EXERCISE OBJECTIVE: Copy out all the entries word for word.

_ _ _ _ _ _ _

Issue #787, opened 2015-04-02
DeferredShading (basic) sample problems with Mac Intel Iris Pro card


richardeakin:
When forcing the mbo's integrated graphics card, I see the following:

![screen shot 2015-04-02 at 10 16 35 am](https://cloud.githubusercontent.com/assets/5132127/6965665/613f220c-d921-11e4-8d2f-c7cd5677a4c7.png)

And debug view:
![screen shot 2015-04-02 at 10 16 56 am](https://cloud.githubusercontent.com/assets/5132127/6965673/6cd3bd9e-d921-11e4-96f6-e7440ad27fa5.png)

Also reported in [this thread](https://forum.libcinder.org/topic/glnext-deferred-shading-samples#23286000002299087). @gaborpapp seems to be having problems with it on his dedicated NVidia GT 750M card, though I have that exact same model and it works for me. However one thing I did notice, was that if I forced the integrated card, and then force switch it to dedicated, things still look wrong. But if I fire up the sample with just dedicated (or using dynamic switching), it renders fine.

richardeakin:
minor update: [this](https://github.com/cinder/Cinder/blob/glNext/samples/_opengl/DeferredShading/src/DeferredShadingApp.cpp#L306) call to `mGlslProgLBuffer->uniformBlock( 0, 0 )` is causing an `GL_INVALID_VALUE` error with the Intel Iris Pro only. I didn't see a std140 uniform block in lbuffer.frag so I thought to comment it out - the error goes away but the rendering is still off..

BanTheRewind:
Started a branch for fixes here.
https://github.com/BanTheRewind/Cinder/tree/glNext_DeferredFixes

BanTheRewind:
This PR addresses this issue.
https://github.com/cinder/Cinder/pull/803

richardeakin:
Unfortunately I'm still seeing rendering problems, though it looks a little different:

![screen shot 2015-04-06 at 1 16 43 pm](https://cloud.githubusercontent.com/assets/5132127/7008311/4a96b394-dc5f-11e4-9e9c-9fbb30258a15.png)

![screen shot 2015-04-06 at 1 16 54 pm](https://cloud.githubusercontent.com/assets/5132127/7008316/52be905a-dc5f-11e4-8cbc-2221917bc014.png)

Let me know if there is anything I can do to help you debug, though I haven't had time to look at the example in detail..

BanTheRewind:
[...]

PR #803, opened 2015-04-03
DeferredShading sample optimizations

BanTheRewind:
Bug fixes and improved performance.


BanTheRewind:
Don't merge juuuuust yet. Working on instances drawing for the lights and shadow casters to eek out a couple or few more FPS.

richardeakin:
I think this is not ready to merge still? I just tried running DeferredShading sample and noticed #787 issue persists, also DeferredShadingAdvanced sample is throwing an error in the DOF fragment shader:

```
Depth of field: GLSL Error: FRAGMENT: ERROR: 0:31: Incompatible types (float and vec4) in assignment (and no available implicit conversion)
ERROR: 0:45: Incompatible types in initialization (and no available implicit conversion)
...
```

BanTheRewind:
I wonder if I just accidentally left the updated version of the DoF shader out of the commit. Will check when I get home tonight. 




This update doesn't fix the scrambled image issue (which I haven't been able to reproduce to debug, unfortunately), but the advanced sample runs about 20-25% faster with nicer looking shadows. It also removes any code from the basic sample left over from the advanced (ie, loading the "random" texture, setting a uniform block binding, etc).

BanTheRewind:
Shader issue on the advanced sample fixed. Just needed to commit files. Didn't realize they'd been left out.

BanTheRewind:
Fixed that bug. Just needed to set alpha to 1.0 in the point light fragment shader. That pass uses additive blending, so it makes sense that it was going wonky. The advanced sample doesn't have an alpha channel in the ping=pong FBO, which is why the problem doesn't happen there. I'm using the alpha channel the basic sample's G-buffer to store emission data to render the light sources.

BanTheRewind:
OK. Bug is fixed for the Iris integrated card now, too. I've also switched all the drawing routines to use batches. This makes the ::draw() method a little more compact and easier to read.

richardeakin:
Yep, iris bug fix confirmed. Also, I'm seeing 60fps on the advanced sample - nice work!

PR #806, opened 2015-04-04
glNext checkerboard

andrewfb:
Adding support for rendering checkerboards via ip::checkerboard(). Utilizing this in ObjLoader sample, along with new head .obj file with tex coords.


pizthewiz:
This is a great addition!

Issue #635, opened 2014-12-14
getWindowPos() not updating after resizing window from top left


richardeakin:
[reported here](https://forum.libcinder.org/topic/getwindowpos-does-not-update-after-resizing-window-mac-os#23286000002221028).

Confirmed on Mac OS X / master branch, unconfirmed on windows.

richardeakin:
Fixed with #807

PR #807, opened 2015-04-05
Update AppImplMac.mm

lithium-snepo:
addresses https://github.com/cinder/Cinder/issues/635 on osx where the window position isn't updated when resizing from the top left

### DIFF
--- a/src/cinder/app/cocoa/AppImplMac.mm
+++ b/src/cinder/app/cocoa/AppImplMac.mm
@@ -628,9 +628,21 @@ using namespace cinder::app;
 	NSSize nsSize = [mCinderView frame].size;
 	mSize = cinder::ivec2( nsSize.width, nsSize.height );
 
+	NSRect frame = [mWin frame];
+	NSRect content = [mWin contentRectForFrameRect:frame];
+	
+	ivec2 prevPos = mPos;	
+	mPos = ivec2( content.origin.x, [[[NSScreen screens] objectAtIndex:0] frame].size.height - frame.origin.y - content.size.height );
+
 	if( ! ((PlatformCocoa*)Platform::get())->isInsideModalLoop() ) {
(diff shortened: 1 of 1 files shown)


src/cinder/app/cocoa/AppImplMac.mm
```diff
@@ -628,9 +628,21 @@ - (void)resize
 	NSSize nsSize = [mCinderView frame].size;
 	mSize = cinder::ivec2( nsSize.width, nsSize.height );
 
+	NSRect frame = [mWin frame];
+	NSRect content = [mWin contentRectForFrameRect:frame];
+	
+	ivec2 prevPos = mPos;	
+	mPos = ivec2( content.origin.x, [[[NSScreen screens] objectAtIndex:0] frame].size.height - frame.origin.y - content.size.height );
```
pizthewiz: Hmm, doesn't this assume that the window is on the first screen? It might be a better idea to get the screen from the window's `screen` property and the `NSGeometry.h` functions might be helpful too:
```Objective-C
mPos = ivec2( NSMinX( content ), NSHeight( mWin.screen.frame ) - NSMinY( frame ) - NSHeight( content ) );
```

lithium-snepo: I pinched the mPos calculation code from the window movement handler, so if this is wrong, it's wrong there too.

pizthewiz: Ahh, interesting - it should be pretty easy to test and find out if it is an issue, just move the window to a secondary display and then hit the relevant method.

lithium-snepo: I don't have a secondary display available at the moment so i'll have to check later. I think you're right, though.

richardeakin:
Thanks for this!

_ _ _ _ _ _ _

THE COMPLETED TASK:
Issue #787, opened 2015-04-02
DeferredShading (basic) sample problems with Mac Intel Iris Pro card


richardeakin:
When forcing the mbo's integrated graphics card, I see the following:

![screen shot 2015-04-02 at 10 16 35 am](https://cloud.githubusercontent.com/assets/5132127/6965665/613f220c-d921-11e4-8d2f-c7cd5677a4c7.png)

And debug view:
![screen shot 2015-04-02 at 10 16 56 am](https://cloud.githubusercontent.com/assets/5132127/6965673/6cd3bd9e-d921-11e4-96f6-e7440ad27fa5.png)

Also reported in [this thread](https://forum.libcinder.org/topic/glnext-deferred-shading-samples#23286000002299087). @gaborpapp seems to be having problems with it on his dedicated NVidia GT 750M card, though I have that exact same model and it works for me. However one thing I did notice, was that if I forced the integrated card, and then force switch it to dedicated, things still look wrong. But if I fire up the sample with just dedicated (or using dynamic switching), it renders fine.

richardeakin:
minor update: [this](https://github.com/cinder/Cinder/blob/glNext/samples/_opengl/DeferredShading/src/DeferredShadingApp.cpp#L306) call to `mGlslProgLBuffer->uniformBlock( 0, 0 )` is causing an `GL_INVALID_VALUE` error with the Intel Iris Pro only. I didn't see a std140 uniform block in lbuffer.frag so I thought to comment it out - the error goes away but the rendering is still off..

BanTheRewind:
Started a branch for fixes here.
https://github.com/BanTheRewind/Cinder/tree/glNext_DeferredFixes

BanTheRewind:
This PR addresses this issue.
https://github.com/cinder/Cinder/pull/803

richardeakin:
Unfortunately I'm still seeing rendering problems, though it looks a little different:

![screen shot 2015-04-06 at 1 16 43 pm](https://cloud.githubusercontent.com/assets/5132127/7008311/4a96b394-dc5f-11e4-9e9c-9fbb30258a15.png)

![screen shot 2015-04-06 at 1 16 54 pm](https://cloud.githubusercontent.com/assets/5132127/7008316/52be905a-dc5f-11e4-8cbc-2221917bc014.png)

Let me know if there is anything I can do to help you debug, though I haven't had time to look at the example in detail..

BanTheRewind:
[...]

PR #803, opened 2015-04-03
DeferredShading sample optimizations

BanTheRewind:
Bug fixes and improved performance.


BanTheRewind:
Don't merge juuuuust yet. Working on instances drawing for the lights and shadow casters to eek out a couple or few more FPS.

richardeakin:
I think this is not ready to merge still? I just tried running DeferredShading sample and noticed #787 issue persists, also DeferredShadingAdvanced sample is throwing an error in the DOF fragment shader:

```
Depth of field: GLSL Error: FRAGMENT: ERROR: 0:31: Incompatible types (float and vec4) in assignment (and no available implicit conversion)
ERROR: 0:45: Incompatible types in initialization (and no available implicit conversion)
...
```

BanTheRewind:
I wonder if I just accidentally left the updated version of the DoF shader out of the commit. Will check when I get home tonight. 




This update doesn't fix the scrambled image issue (which I haven't been able to reproduce to debug, unfortunately), but the advanced sample runs about 20-25% faster with nicer looking shadows. It also removes any code from the basic sample left over from the advanced (ie, loading the "random" texture, setting a uniform block binding, etc).

BanTheRewind:
Shader issue on the advanced sample fixed. Just needed to commit files. Didn't realize they'd been left out.

BanTheRewind:
Fixed that bug. Just needed to set alpha to 1.0 in the point light fragment shader. That pass uses additive blending, so it makes sense that it was going wonky. The advanced sample doesn't have an alpha channel in the ping=pong FBO, which is why the problem doesn't happen there. I'm using the alpha channel the basic sample's G-buffer to store emission data to render the light sources.

BanTheRewind:
OK. Bug is fixed for the Iris integrated card now, too. I've also switched all the drawing routines to use batches. This makes the ::draw() method a little more compact and easier to read.

richardeakin:
Yep, iris bug fix confirmed. Also, I'm seeing 60fps on the advanced sample - nice work!

PR #806, opened 2015-04-04
glNext checkerboard

andrewfb:
Adding support for rendering checkerboards via ip::checkerboard(). Utilizing this in ObjLoader sample, along with new head .obj file with tex coords.


pizthewiz:
This is a great addition!

Issue #635, opened 2014-12-14
getWindowPos() not updating after resizing window from top left


richardeakin:
[reported here](https://forum.libcinder.org/topic/getwindowpos-does-not-update-after-resizing-window-mac-os#23286000002221028).

Confirmed on Mac OS X / master branch, unconfirmed on windows.

richardeakin:
Fixed with #807

PR #807, opened 2015-04-05
Update AppImplMac.mm

lithium-snepo:
addresses https://github.com/cinder/Cinder/issues/635 on osx where the window position isn't updated when resizing from the top left

### DIFF
--- a/src/cinder/app/cocoa/AppImplMac.mm
+++ b/src/cinder/app/cocoa/AppImplMac.mm
@@ -628,9 +628,21 @@ using namespace cinder::app;
 	NSSize nsSize = [mCinderView frame].size;
 	mSize = cinder::ivec2( nsSize.width, nsSize.height );
 
+	NSRect frame = [mWin frame];
+	NSRect content = [mWin contentRectForFrameRect:frame];
+	
+	ivec2 prevPos = mPos;	
+	mPos = ivec2( content.origin.x, [[[NSScreen screens] objectAtIndex:0] frame].size.height - frame.origin.y - content.size.height );
+
 	if( ! ((PlatformCocoa*)Platform::get())->isInsideModalLoop() ) {
(diff shortened: 1 of 1 files shown)


src/cinder/app/cocoa/AppImplMac.mm
```diff
@@ -628,9 +628,21 @@ - (void)resize
 	NSSize nsSize = [mCinderView frame].size;
 	mSize = cinder::ivec2( nsSize.width, nsSize.height );
 
+	NSRect frame = [mWin frame];
+	NSRect content = [mWin contentRectForFrameRect:frame];
+	
+	ivec2 prevPos = mPos;	
+	mPos = ivec2( content.origin.x, [[[NSScreen screens] objectAtIndex:0] frame].size.height - frame.origin.y - content.size.height );
```
pizthewiz: Hmm, doesn't this assume that the window is on the first screen? It might be a better idea to get the screen from the window's `screen` property and the `NSGeometry.h` functions might be helpful too:
```Objective-C
mPos = ivec2( NSMinX( content ), NSHeight( mWin.screen.frame ) - NSMinY( frame ) - NSHeight( content ) );
```

lithium-snepo: I pinched the mPos calculation code from the window movement handler, so if this is wrong, it's wrong there too.

pizthewiz: Ahh, interesting - it should be pretty easy to test and find out if it is an issue, just move the window to a secondary display and then hit the relevant method.

lithium-snepo: I don't have a secondary display available at the moment so i'll have to check later. I think you're right, though.

richardeakin:
Thanks for this!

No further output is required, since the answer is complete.